Thanks, both. I really appreciate your advice.

I think I am too unsettled and anxious to do anything for or with H right now and I need to take care of myself first. I notice how resistant I am to reaching out to him in anyway after my first couple of attempts were rebuffed. And the suggestions I am getting for you both are really great - they are - and I don't mean to be a dingle about it. I guess I am afraid. And I want to notice that fear and sit with it a bit. There are parts of me that are still very afraid of my husband and that is as a direct consequence of his abusive behaviour towards me. The right thing to do here is to keep myself emotionally safe, make sure the kids see no arguments or unhealthy discussions between us and let him deal with his demons on his own for the time being. That might change sometime soon, but my priority today is me.

I had GAL last night - didn't talk about H, just a socially distanced walk with a friend who I haven't seen in three months because of the lockdown. I can't say I wasn't worried about what I'd come home to - given that he'd said he didn't believe me when I said who I would be with - but I didn't explain myself and just watched some TV on my own and went to bed after I got back. This morning I got up early to take the dog out. When I got back I went back to bed for a few minutes. He was awake and I guess I was hoping just lying near him would give us a chance to reconnect. He huffed and rolled his eyes and said 'what's wrong with you?' and I said 'what do you mean?' (this was a mistake and gave him a way in) and he said 'why aren't you getting up and getting Youngest's breakfast?' He's off shift today and I'm working and we didn't have any particular arrangement about who would do what - usually I do it if he's working and he does it if he's not. I just got up and left him to it. He tried another few times with some fight-picking statements but I ignored him and now I'm tucked away in the home office. He told me to clean it this morning (it's a stand-alone building he never goes in and it is untidy, but it has no impact on him or anyone else - it's my space) and I asked him why (another mistake) and he huffed and stropped away.
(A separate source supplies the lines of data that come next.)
PR #113, opened 2019-11-26
Exemption edit#60

sgrg1:
displaying message for edited exemption when submitted/

### DIFF
--- a/public/index.html
+++ b/public/index.html
@@ -52,7 +52,7 @@
     -->
     <script>
       function getConfirmation() {
-        confirm("Press a button!...what ever message ");
+      return  confirm("You have unsaved changes in the expemption form, do you wish to continue without those changes?");
       }
       </script>
   </body>
--- a/public/index.html
+++ b/public/index.html
@@ -50,10 +50,6 @@
       To begin the development, run `npm start` or `yarn start`.
       To create a production bundle, use `npm run build` or `yarn build`.
     -->
-    <script>
-      function getConfirmation() {
-      return  confirm("You have unsaved changes in the expemption form, do you wish to continue without those changes?");
-      }
-      </script>
+  
   </body>
 </html>
--- a/public/index.html
+++ b/public/index.html
@@ -50,5 +50,10 @@
       To begin the development, run `npm start` or `yarn start`.
       To create a production bundle, use `npm run build` or `yarn build`.
     -->
+    <script>
+      function getConfirmation() {
+        confirm("Press a button!...what ever message ");
+      }
+      </script>
   </body>
 </html>
--- a/src/pages/TransientTaxFormPage.jsx
+++ b/src/pages/TransientTaxFormPage.jsx
@@ -71,7 +71,6 @@ const onSubmit = (values, history) => {
   if (!values.isExemptionFormDirty) {
     isSubmit = window.getConfirmation();
   }
-  console.log('isSubmit:' + isSubmit);
    if (isSubmit) {
      SaveReturn(values).then(({ ConfirmationNumber = 0 }) => {
        history.push(`/confirmationPage/${ConfirmationNumber}`);
--- a/src/pages/TransientTaxFormPage.jsx
+++ b/src/pages/TransientTaxFormPage.jsx
@@ -70,11 +70,11 @@ const getDirtyExcemptionConfirmation = () =>
     "You have unsaved changes in the expemption form, do you wish to continue without those changes?"
   );
 const onSubmit = (values, history) => {
-  var isSubmit = true;
+  var canSubmit = true;
   if (!values.isExemptionFormDirty) {
-    isSubmit = getDirtyExcemptionConfirmation();
+    canSubmit = getDirtyExcemptionConfirmation();
   }
-  if (isSubmit) {
+  if (canSubmit) {
     SaveReturn(values).then(({ ConfirmationNumber = 0 }) => {
       history.push(`/confirmationPage/${ConfirmationNumber}`);
     });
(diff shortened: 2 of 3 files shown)


src/pages/TransientTaxFormPage.jsx
```diff
@@ -14,6 +14,8 @@ import ExemptionsSection from "../components/forms/ExemptionsSection";
 import TransientTaxSection from "../components/forms/TransientTaxSection";
 import { GetFilingTypes, SaveReturn } from "../services/ApiService";
 
+
```
martypowell: this space can be removed.

src/pages/TransientTaxFormPage.jsx
```diff
@@ -28,7 +30,8 @@ const initialValues = {
   nameOfSubmitter: "",
   titleOfSubmitter: "",
   email: "",
-  tradeAlias: ""
+  tradeAlias: "",
+  editNotClicked: true
```
martypowell: can we call this `isExemptionFormDirty` ? check out this [link](https://docs.microsoft.com/en-us/office/vba/api/access.form.dirty(property)) for a good explanation on the desire to use this naming convention.

src/pages/TransientTaxFormPage.jsx
```diff
@@ -47,6 +50,15 @@ const validationSchema = () => {
     email: Yup.string()
       .email("Please enter a valid email address.")
       .required("Please enter your email address."),
+      editNotClicked: Yup
```
martypowell: we should not need this. this should be handled inside of the submit function.

src/pages/TransientTaxFormPage.jsx
```diff
@@ -66,9 +78,10 @@ const validationSchema = () => {
 };
 
 const onSubmit = (values, history) => {
-  SaveReturn(values).then(({ ConfirmationNumber = 0 }) => {
-    history.push(`/confirmationPage/${ConfirmationNumber}`);
-  });
+
```
martypowell: like we had yesterday, this should check to see if `values.isExemptionFormDirty === true`. In that case you should use https://www.w3schools.com/jsref/tryit.asp?filename=tryjsref_confirm to display a message of something like

"You have unsaved changes in the expemption form, do you wish to continue without those changes?" If the person selects ok, then the form should be submitted, otherwise the submit action should be cancelled.

src/pages/TransientTaxFormPage.jsx
sgrg1: done

src/pages/TransientTaxFormPage.jsx
sgrg1: done

src/pages/TransientTaxFormPage.jsx
sgrg1: done

src/pages/TransientTaxFormPage.jsx
```diff
@@ -66,9 +67,16 @@ const validationSchema = () => {
 };
 
 const onSubmit = (values, history) => {
-  SaveReturn(values).then(({ ConfirmationNumber = 0 }) => {
-    history.push(`/confirmationPage/${ConfirmationNumber}`);
-  });
+  var isSubmit = true;
+  if (!values.isExemptionFormDirty) {
+    isSubmit = window.getConfirmation();
```
martypowell: you can put the getDirtyExcemptionConfirmation in there like this:

```js
const getDirtyExcemptionConfirmation = () =>
  window.confirm(
    "You have unsaved changes in the expemption form, do you wish to continue without those changes?"
  );
```

you can then change the `isSubmit` line to use this function.

public/index.html
```diff
@@ -50,5 +50,10 @@
       To begin the development, run `npm start` or `yarn start`.
       To create a production bundle, use `npm run build` or `yarn build`.
     -->
+    <script>
+      function getConfirmation() {
```
martypowell: we do not want to include this here, this decouples the functionality for the form component and the confirmation. These should be included together, otherwise if we forget to include this when setting up our app, or it gets removed, the app will crash.

src/pages/TransientTaxFormPage.jsx
```diff
@@ -66,9 +67,16 @@ const validationSchema = () => {
...
+  }
+  console.log('isSubmit:' + isSubmit);
```
martypowell: please remove the logging.

src/pages/TransientTaxFormPage.jsx
sgrg1: done

src/pages/TransientTaxFormPage.jsx
sgrg1: removed

src/pages/TransientTaxFormPage.jsx
```diff
@@ -64,11 +65,20 @@ const validationSchema = () => {
...
-
+const getDirtyExcemptionConfirmation = () =>
+  window.confirm(
+    "You have unsaved changes in the expemption form, do you wish to continue without those changes?"
+  );
 const onSubmit = (values, history) => {
-  SaveReturn(values).then(({ ConfirmationNumber = 0 }) => {
-    history.push(`/confirmationPage/${ConfirmationNumber}`);
-  });
+  var isSubmit = true;
```
martypowell: this should really be something like `canSubmit` or `shouldSubmit`. this suggests an action can be taken. the `is` usually determining if something "is" something isRed, isActive etc etc. NOt blocking.

sgrg1: done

Sage - you ask a good question. I was so ambivalent about H coming back - I've never in my hear really 100% committed to this marriage, because of my fear - and one of my fears was that H would keep up his changes as long as things were easy for him, but at the first sign of stress he'd go back to old habits. He's in an extraordinary position of stress right now, and he's also had this job disappointment that he's found humiliating. My first response was to try to comfort and show him some compassion, and his first response was to start trying to bait me into the old dynamic. I can resist that, and I will - but I don't think he has any self awareness on this issue at all right now and has no idea the damage he is doing to our marriage - shaky as it was. So no, I don't know if I want to be married to him. If he can come to me and take some responsibility and tell me what is going on without attacking me then I'd have hope - people are allowed to be stressed and anxious and act like Dingles now and again. But this - this I cannot tolerate.

In terms of next steps? Putting as much distance between me and him as possible to keep myself safe. We're still in lockdown and if I asked him to leave it would inflame him and I am frightened of that.